Over a week ago I watched an amazing TV programme called Fabulous Fashionistas, following 6 women between the ages of 73 and 90, who were all stylish (in different ways). They shared a positive attitude and approach to life and enjoying it. As 75 year old Bridget said: “I don’t give a damn what people think about me or the way I dress. I dress for myself because I love style and design and colour.” And I wondered whether dancer and choreographer, Gillian Lynne, 87, had either hypermobility syndrome or Ehlers Danlos syndrome because she had such great flexibility, and is still working: “It’s all about having a purpose. And that’s why I think to retire is dangerous.” Her morning routine includes 40 minutes of stretching every day, which makes me resolve to keep going with my physiotherapy routine although my energy-levels are at an all-time low. I thought Daphne Selfe, an 85 year old model with striking, almost waist-length silver hair, summed everything up perfectly: “Enjoy it as much as you can. After all you don’t get a second chance.”
The fashonistas’ ‘joie de vivre’ shone through and it was an incredibly feel-good film. So feel-good that I’ve watched it again, as their energy and enthusiasm for life is inspirational. It’s been a tough few weeks as I’m still in limbo, waiting to start anti-TNF treatment for rheumatoid arthritis (Humira), so I need all the positivity I can get! I’m hopeful that once I find the right drug for me (hopefully this one), I’ll be able to embrace as many challenges as possible – starting with a 5k run.
Yesterday, when I went for a physiotherapy session, I was offered the chance to try hydrotherapy. As luck would have it, although there is normally at least a 4 week waiting list, amazingly a slot was available the same afternoon. So I turned up a few hours’ later and got into the pool with the physio and one other female (older) patient.
Being immersed in hot water relaxed my joints immediately. The water was warmer than I expected (about 34 degrees celcius). Our physio spent time with each of us in turn to run through exercises, which we practised on the spot. One of these was ‘cycling’ while sitting down on a special underwater seat; another involved walking from left to right while holding the bar. I have a tendency to over-extend my joints (due to hypermobility) so had to work hard to avoid that. By the end of the session, I was exhausted as you don’t realise how much energy you’re using up just doing what initially seem like simple exercises. At the same time, it was fun and we had one or two laughs along the way.
Although it’s too early to say what difference it’s made, my joints did feel less painful while in the pool and I did feel better afterwards. As I’m waiting to go on another drug (Sulfasalazine) which won’t be for another few weeks (I need to have an MRI first), it will be interesting to see what impact this treatment (and other non-drug options) have in the meantime.
For the past few months I’ve been having regular physio sessions at hospital. Because I have Ehlers-Danlos Syndrome Type 3 (hypermobility) on top of Rheumatoid Arthritis, this means my legs and arms are more bendy than most people’s. Plus, apart from chronic pain throughout my body, my back feels ‘floppy’ as my core stability (if that’s what it’s called) isn’t great.
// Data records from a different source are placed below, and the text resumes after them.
PR #22, opened 2019-05-23
Grackle bugfix

aemerick:
Fixing bug that cause simulation to hang using Grackle method in AMR runs. compute_done now properly called.


bwoshea:
@fearmayo you are a reviewer on this, having self-assigned it.  I will also be a reviewer.  @brittonsmith , I hope you can do so as well!

bwoshea:
3 approves; merging!

PR #24, opened 2019-06-04
Removing old PPM routines

aemerick:
This PR removes the need for the NEW_PPM ifdef by removing all of the "old" PPM routines in favor of those pulled from the more recent enzo-dev versions. This deletes all of the older fortran routines in favor of the new ones (those that had "_dev" in their name). These same files are renamed to strip the "_dev", removing.

The diff on this is quite large, but this is due to the file renaming.

This *should* not break any tests as I believe everything was compiled with NEW_PPM turned on.


aemerick:
I decided to change all instances of "colour" to "color" for consistency (since I saw both in difference places). I don't really care which spelling we use, but opted for "color".

bwoshea:
@jwise77 , @fearmayo  - you had volunteered yourself to work on this PR.  @gregbryan , I'm requesting that you look at this PR.  Please go through it and take a look.  Thank you!

aemerick:
@fearmayo I did not explicitly check the answers myself, but presumably this is checked with the test-suite? 

Otherwise I think this is good to go on my end.

bwoshea:
Three approves, I'm going to merge this one.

The first time I went, I was given a back brace which I wrapped round my lower back. It looked strangely like a corset. Amazingly, as soon as I put it on I found it easier to stand and move around (normally it takes so much effort just to stand still). Wearing it has also helped alleviate lower back-pain. It’s easier to wear out and about in winter than the summer as I prefer to wear it under my clothes than on top!
When it comes to the exercises, I always want to push myself harder. So the physio will ask me to lean against a wall and slide down to a 45 degree angle, rather than 90 degree angle, and hold the position for a few seconds. Another exercise I’ve been doing while making herbal tea is ‘gluteal strengthening’ – in other words, clenching the buttocks. Also walking backwards, sliding each foot along the floor. Using a bottle of shampoo in one hand and conditioner in the other instead of weights to exercise the muscles in the shoulders (deltoids) and arms (biceps and triceps). These are just some of the exercises I’ve been doing. Although at first it doesn’t feel as if it’s achieving much, I know that cumulatively it’s starting to work as I feel like I have more strength in my muscles. Not sure if there’s a definitive way to measure that though.
One hazard of sliding up and down the wall and holding the position is that if you’re wearing blue jeans (or anything with a strong colour for that matter), it will rub off on the wall. This happened when I stayed with my sister for a few days and her boyfriend noticed a vertical mark in the sitting room, saying: ‘What’s that blue line?’ I was mortified as I suddenly realised that was due to my exercises! Luckily we all saw the funny side and it came off easily with water. I’m looking forward to seeing which exercises I’ll be trying next, as I find it helps distract from the chronic pain as well as there being something slightly comic about the whole situation. It really is a laugh or cry situation when you have multiple chronic health conditions, and my mid-year’s resolution is definitely to do more non-medical things and have more fun.